--- Recorded information Enclosed Below ---

PR #348, opened 2017-06-05
277 change dataset

### LINKED ISSUE #277: Changing Dataset should clean shelf and the history

tafsiri:
Clear the shelf and history when changing datasets. Closes #277

[Note this is based off of #346, so that should be merged first]

ping @kanitw 

I also would recommend that we refact datasetLoad and datasetUrlLoad into one datasetLoad function that can either take a URL or InlineData and do the right thing.

### DIFF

--- End of Enclosed Recorded information ---

[What the task asks]
When the line containing "### LINKED ISSUE" is found in the records above, restate it and every later line word for word through the last one, and nothing more.

[Response area]
### LINKED ISSUE #277: Changing Dataset should clean shelf and the history

tafsiri:
Clear the shelf and history when changing datasets. Closes #277

[Note this is based off of #346, so that should be merged first]

ping @kanitw 

I also would recommend that we refact datasetLoad and datasetUrlLoad into one datasetLoad function that can either take a URL or InlineData and do the right thing.

### DIFF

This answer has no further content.